Word for word, restate the entries below from their first line through the line that contains "nateberkopec: this is".
━━━ EXERCISE INPUTS
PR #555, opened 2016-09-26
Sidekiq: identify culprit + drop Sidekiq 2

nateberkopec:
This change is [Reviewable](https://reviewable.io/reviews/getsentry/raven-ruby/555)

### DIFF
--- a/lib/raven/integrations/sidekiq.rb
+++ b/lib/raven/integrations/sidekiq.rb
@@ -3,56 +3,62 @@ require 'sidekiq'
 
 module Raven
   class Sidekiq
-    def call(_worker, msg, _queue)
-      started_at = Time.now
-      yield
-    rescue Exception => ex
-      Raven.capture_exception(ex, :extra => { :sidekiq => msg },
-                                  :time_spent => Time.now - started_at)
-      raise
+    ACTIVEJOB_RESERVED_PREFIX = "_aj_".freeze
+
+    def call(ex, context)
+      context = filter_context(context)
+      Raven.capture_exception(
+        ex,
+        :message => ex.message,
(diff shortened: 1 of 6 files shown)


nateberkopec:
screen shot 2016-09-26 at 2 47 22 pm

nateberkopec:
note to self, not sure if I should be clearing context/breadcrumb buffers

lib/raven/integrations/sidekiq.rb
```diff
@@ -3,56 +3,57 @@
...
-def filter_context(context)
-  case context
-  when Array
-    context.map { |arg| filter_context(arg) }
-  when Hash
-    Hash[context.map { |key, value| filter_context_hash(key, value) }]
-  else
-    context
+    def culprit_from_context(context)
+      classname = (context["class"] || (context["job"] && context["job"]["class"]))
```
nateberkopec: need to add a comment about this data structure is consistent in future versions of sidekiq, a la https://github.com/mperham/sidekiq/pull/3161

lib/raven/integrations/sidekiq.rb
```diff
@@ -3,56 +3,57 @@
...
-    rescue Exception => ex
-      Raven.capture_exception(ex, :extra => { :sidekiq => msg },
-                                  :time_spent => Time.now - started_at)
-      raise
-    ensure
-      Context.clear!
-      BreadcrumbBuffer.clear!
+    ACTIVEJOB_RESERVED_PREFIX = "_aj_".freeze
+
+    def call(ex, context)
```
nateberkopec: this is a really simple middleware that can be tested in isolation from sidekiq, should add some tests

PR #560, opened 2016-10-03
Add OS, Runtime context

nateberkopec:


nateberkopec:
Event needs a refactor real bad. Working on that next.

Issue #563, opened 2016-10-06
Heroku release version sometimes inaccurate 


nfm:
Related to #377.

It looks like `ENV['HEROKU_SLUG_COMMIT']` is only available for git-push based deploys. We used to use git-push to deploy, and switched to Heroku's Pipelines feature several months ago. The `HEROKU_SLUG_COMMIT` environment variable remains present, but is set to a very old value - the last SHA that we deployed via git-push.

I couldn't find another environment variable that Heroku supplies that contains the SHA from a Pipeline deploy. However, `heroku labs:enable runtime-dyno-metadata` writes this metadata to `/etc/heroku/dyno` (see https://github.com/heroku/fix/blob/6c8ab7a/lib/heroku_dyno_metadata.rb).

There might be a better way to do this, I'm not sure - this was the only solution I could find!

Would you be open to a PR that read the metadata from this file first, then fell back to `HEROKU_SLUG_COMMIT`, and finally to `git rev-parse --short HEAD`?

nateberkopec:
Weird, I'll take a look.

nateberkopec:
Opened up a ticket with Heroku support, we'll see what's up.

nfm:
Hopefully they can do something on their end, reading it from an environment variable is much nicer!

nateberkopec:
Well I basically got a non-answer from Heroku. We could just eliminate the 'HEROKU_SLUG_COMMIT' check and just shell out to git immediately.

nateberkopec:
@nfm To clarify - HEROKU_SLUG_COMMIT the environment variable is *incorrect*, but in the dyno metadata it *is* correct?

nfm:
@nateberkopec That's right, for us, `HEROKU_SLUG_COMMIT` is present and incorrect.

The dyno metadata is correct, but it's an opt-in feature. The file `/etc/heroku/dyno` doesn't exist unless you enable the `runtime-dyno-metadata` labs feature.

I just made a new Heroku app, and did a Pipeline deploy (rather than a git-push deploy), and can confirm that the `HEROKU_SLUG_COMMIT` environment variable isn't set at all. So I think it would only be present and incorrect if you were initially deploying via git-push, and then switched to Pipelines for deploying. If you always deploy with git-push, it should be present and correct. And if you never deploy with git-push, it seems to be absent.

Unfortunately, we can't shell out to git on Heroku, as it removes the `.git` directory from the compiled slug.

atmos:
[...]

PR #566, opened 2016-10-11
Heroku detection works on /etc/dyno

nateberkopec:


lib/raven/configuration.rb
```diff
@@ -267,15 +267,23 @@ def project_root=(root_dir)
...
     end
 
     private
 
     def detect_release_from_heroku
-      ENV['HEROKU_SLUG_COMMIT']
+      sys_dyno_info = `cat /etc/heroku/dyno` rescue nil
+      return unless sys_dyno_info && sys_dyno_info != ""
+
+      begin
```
━━━━━━
EXERCISE SOLUTION.
PR #555, opened 2016-09-26
Sidekiq: identify culprit + drop Sidekiq 2

nateberkopec:
This change is [Reviewable](https://reviewable.io/reviews/getsentry/raven-ruby/555)

### DIFF
--- a/lib/raven/integrations/sidekiq.rb
+++ b/lib/raven/integrations/sidekiq.rb
@@ -3,56 +3,62 @@ require 'sidekiq'
 
 module Raven
   class Sidekiq
-    def call(_worker, msg, _queue)
-      started_at = Time.now
-      yield
-    rescue Exception => ex
-      Raven.capture_exception(ex, :extra => { :sidekiq => msg },
-                                  :time_spent => Time.now - started_at)
-      raise
+    ACTIVEJOB_RESERVED_PREFIX = "_aj_".freeze
+
+    def call(ex, context)
+      context = filter_context(context)
+      Raven.capture_exception(
+        ex,
+        :message => ex.message,
(diff shortened: 1 of 6 files shown)


nateberkopec:
screen shot 2016-09-26 at 2 47 22 pm

nateberkopec:
note to self, not sure if I should be clearing context/breadcrumb buffers

lib/raven/integrations/sidekiq.rb
```diff
@@ -3,56 +3,57 @@
...
-def filter_context(context)
-  case context
-  when Array
-    context.map { |arg| filter_context(arg) }
-  when Hash
-    Hash[context.map { |key, value| filter_context_hash(key, value) }]
-  else
-    context
+    def culprit_from_context(context)
+      classname = (context["class"] || (context["job"] && context["job"]["class"]))
```
nateberkopec: need to add a comment about this data structure is consistent in future versions of sidekiq, a la https://github.com/mperham/sidekiq/pull/3161

lib/raven/integrations/sidekiq.rb
```diff
@@ -3,56 +3,57 @@
...
-    rescue Exception => ex
-      Raven.capture_exception(ex, :extra => { :sidekiq => msg },
-                                  :time_spent => Time.now - started_at)
-      raise
-    ensure
-      Context.clear!
-      BreadcrumbBuffer.clear!
+    ACTIVEJOB_RESERVED_PREFIX = "_aj_".freeze
+
+    def call(ex, context)
```
nateberkopec: this is a really simple middleware that can be tested in isolation from sidekiq, should add some tests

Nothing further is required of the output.